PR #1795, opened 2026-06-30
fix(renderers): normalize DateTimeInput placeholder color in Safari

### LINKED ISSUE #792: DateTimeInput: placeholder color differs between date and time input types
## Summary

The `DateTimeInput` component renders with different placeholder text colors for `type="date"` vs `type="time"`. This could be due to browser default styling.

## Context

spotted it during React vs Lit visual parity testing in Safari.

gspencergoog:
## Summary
^^^^
Exercise -
Word for word, repeat each entry shown above.

Output of the exercise -
PR #1795, opened 2026-06-30
fix(renderers): normalize DateTimeInput placeholder color in Safari

### LINKED ISSUE #792: DateTimeInput: placeholder color differs between date and time input types
## Summary

The `DateTimeInput` component renders with different placeholder text colors for `type="date"` vs `type="time"`. This could be due to browser default styling.

## Context

spotted it during React vs Lit visual parity testing in Safari.

gspencergoog:
## Summary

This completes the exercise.